Dicentra spectabilis, in white or pink, flowers this month until the end of May. In Germany the plant is called "Tränendes Herz" (the translation would be: "weeping heart" or "dripping heart"), its English name is: "bleeding heart". It is an old cottage garden plant, a bit out of fashion now, which may be due to its renaming to the unpronouncable "Lamprocapnos spectabilis". When I showed this plant to my young daughter, years ago, when she was about 4 years old, she misunderstood and her face lit up: "Oh - träumende Herzchen - dreaming little hearts!".
Whether dripping or dreaming - these plants have a fine delicate beauty, not only in their flowers but in their finely dissected leaves as well. Their season is short-lived: after flowering in April and May, they will withdraw for a long rest of nine months underground, to reappear the following spring.

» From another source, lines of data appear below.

PR #129, opened 2016-01-24
Look up a map's key/value adapters using raw types. Add a test for ma…

### LINKED ISSUE #128: Android: failing to find adapter for a 'GenericArrayTypeImpl' type
We have an adapter in place to process `byte[]` as a base64 / base32 string. Everything works fine when a class has a `byte[]` field, but parsing json fails on Android when we have a field of type `Map<String, byte[]>`. The code below works in the standard JVM but fails on Android.

``` java
  class Base32Adapter extends JsonAdapter<byte[]>  {
    @Override
    public byte[] fromJson(JsonReader reader) throws IOException {
      String string = reader.nextString();
      return new BigInteger(string, 32).toByteArray();
    }

    @Override
    public void toJson(JsonWriter writer, byte[] bytes) throws IOException {
      String string = new BigInteger(bytes).toString(32);
      writer.value(string);
    }
  }

  static class FavoriteBytes {
    @Json(name = "Bytes")
    public Map<String, byte[]> keys;
  }

  @Test public void customAdapter() throws Exception {
    String jsonString = "{\"Bytes\":{\"jesse\":\"a\",\"jake\":\"1\"}}";
    Moshi binaryMoshi = new Moshi.Builder().add(byte[].class, new Base32Adapter()).build();
    FavoriteBytes fav = binaryMoshi.adapter(FavoriteBytes.class).fromJson(jsonString);

    assertThat(fav.keys).containsOnlyKeys("jesse", "jake");
    assertThat(fav.keys.get("jesse")).isEqualTo(new byte[] { 0xa });
    assertThat(fav.keys.get("jake")).isEqualTo(new byte[] { 0x1 });
  }
```

On Android, this fails with exception:

```
E/MoshiTest(18268): com.squareup.moshi.JsonDataException: Expected BEGIN_ARRAY but was STRING at path $.Keys.jesse
E/MoshiTest(18268):     at com.squareup.moshi.JsonReader.beginArray(JsonReader.java:346)
E/MoshiTest(18268):     at com.squareup.moshi.ArrayJsonAdapter.fromJson(ArrayJsonAdapter.java:53)
E/MoshiTest(18268):     at com.squareup.moshi.JsonAdapter$1.fromJson(JsonAdapter.java:68)
E/MoshiTest(18268):     at com.squareup.moshi.MapJsonAdapter.fromJson(MapJsonAdapter.java:68)
E/MoshiTest(18268):     at com.squareup.moshi.MapJsonAdapter.fromJson(MapJsonAdapter.java:29)
E/MoshiTest(18268):     at com.squareup.moshi.JsonAdapter$1.fromJson(JsonAdapter.java:68)
E/MoshiTest(18268):     at com.squareup.moshi.ClassJsonAdapter$FieldBinding.read(ClassJsonAdapter.java:183)
E/MoshiTest(18268):     at com.squareup.moshi.ClassJsonAdapter.fromJson(ClassJsonAdapter.java:144)
E/MoshiTest(18268):     at com.squareup.moshi.JsonAdapter$1.fromJson(JsonAdapter.java:68)
E/MoshiTest(18268):     at com.squareup.moshi.JsonAdapter.fromJson(JsonAdapter.java:33)
E/MoshiTest(18268):     at com.squareup.moshi.JsonAdapter.fromJson(JsonAdapter.java:37)
...
```

bjdodson:
…ps with byte[] values. fixes #128 

Types.canonicalize() didn't work in either JVM or Android, fetching the raw type passes on both.

### DIFF
--- a/moshi/src/main/java/com/squareup/moshi/Types.java
+++ b/moshi/src/main/java/com/squareup/moshi/Types.java
@@ -93,6 +93,30 @@ public final class Types {
     }
   }
 
+  static Type canonicalizePlatformTypes(Type type) {
+    if (type instanceof GenericArrayType) {
+      Type c = ((GenericArrayType) type).getGenericComponentType();
+      if (c.equals(Byte.TYPE)) {
+        return byte[].class;
+      } else if (c.equals(Long.TYPE)) {
+        return long[].class;
+      } else if (c.equals(Integer.TYPE)) {
+        return int[].class;
+      } else if (c.equals(Short.TYPE)) {
+        return short[].class;
+      } else if (c.equals(Character.TYPE)) {
+        return char[].class;
+      } else if (c.equals(Boolean.TYPE)) {
+        return boolean[].class;
+      } else if (c.equals(Float.TYPE)) {
+        return float[].class;
+      } else if (c.equals(Double.TYPE)) {
+        return double[].class;
+      }
+    }
+    return type;
+  }
+
   public static Class<?> getRawType(Type type) {
     if (type instanceof Class<?>) {
       // type is a normal class.
--- a/moshi/src/main/java/com/squareup/moshi/MapJsonAdapter.java
+++ b/moshi/src/main/java/com/squareup/moshi/MapJsonAdapter.java
@@ -34,8 +34,7 @@ final class MapJsonAdapter<K, V> extends JsonAdapter<Map<K, V>> {
       Class<?> rawType = Types.getRawType(type);
       if (rawType != Map.class) return null;
       Type[] keyAndValue = Types.mapKeyAndValueTypes(type, rawType);
-      return new MapJsonAdapter<>(moshi, Types.getRawType(keyAndValue[0]),
-              Types.getRawType(keyAndValue[1])).nullSafe();
+      return new MapJsonAdapter<>(moshi, keyAndValue[0], keyAndValue[1]).nullSafe();
     }
   };
 
--- a/moshi/src/main/java/com/squareup/moshi/MapJsonAdapter.java
+++ b/moshi/src/main/java/com/squareup/moshi/MapJsonAdapter.java
@@ -34,7 +34,8 @@ final class MapJsonAdapter<K, V> extends JsonAdapter<Map<K, V>> {
       Class<?> rawType = Types.getRawType(type);
       if (rawType != Map.class) return null;
       Type[] keyAndValue = Types.mapKeyAndValueTypes(type, rawType);
-      return new MapJsonAdapter<>(moshi, keyAndValue[0], keyAndValue[1]).nullSafe();
+      return new MapJsonAdapter<>(moshi, Types.getRawType(keyAndValue[0]),
+              Types.getRawType(keyAndValue[1])).nullSafe();
     }
   };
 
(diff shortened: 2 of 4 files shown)


swankjesse:
Sadly, getRawType isn't quite right. That’ll break for say, `Map<String, List<Integer>>`. We probably should just convert `GenericArrayType` to the corresponding `Class` if the generic array’s component type is equal to its own raw type.

bjdodson:
Good point, thanks. Strangely we do have several instances of Map<String, List<String>> that were working fine. Hopefully this patch is more appropriate.

moshi/src/main/java/com/squareup/moshi/Types.java
```diff
@@ -284,11 +284,21 @@ public static Type collectionElementType(Type context, Class<?> contextRawType)
     Type mapType = getSupertype(context, contextRawType, Map.class);
     if (mapType instanceof ParameterizedType) {
       ParameterizedType mapParameterizedType = (ParameterizedType) mapType;
-      return mapParameterizedType.getActualTypeArguments();
+      return getCanonicalizedMapTypeArguments(mapParameterizedType);
     }
     return new Type[] { Object.class, Object.class };
   }
 
+  private static Type[] getCanonicalizedMapTypeArguments(ParameterizedType parameterizedType) {
```
swankjesse: Oh awesome

moshi/src/main/java/com/squareup/moshi/Types.java
```diff
@@ -284,11 +284,21 @@ public static Type collectionElementType(Type context, Class<?> contextRawType)
     Type mapType = getSupertype(context, contextRawType, Map.class);
     if (mapType instanceof ParameterizedType) {
       ParameterizedType mapParameterizedType = (ParameterizedType) mapType;
-      return mapParameterizedType.getActualTypeArguments();
+      return getCanonicalizedMapTypeArguments(mapParameterizedType);
```
swankjesse: Frustratingly, this isn’t even enough. We need to do likewise above for collections, as on 270.

moshi/src/main/java/com/squareup/moshi/Types.java
```diff
@@ -284,11 +284,21 @@ public static Type collectionElementType(Type context, Class<?> contextRawType)
...
     }
     return new Type[] { Object.class, Object.class };
   }
 
+  private static Type[] getCanonicalizedMapTypeArguments(ParameterizedType parameterizedType) {
+    Type[] types = parameterizedType.getActualTypeArguments();
+    for (int i = 0; i < types.length; i++) {
+      if (types[i] instanceof GenericArrayType) {
+        types[i] = getRawType(types[i]);
```
swankjesse: sigh, this isn’t strictly correct. Imagine `Map<String, List<String>[]>`. The value’s raw type is `List<?>[]`, but we want to retain `List<String>[]`. It’s so absurdly shitty that Java has two ways of modeling `byte[]`.

swankjesse: PROBABLY what we want to do is change the core Moshi loop so that when you call `Moshi.adapter()`, that’s where we convert one `byte[]` to the other. That’s a lot easier to do generally, and it means things that compose like `List` and `Map` will Just Work.

bjdodson:
Trying again. I was hoping to use Types.canonicalize() but unfortunately they are not compatible, even with this hardcoded lookup in place. Added the new `canonicalizePlatformType` instead.

bjdodson:
Any other approach we might try here?

swankjesse:
I tried to rebase this and failed. Looks like it’s all working as you intended though.
https://github.com/square/moshi/pull/278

This is the pretty blue-grey leaved variety Dicentra eximia "Stuart Boothman":
A climbing version is Dicentra scandens with tiny unobtrusive yellow flowers, no great decorative garden merit except for the plant collector as an unusual and rare rather sensitive plant. Its fine threads and delicate leaves are easily torn and overlooked when they come out of their winter rest to start climbing. It flowers a little later, in June.
Here it grows through my rose Ghislaine de Feligonde.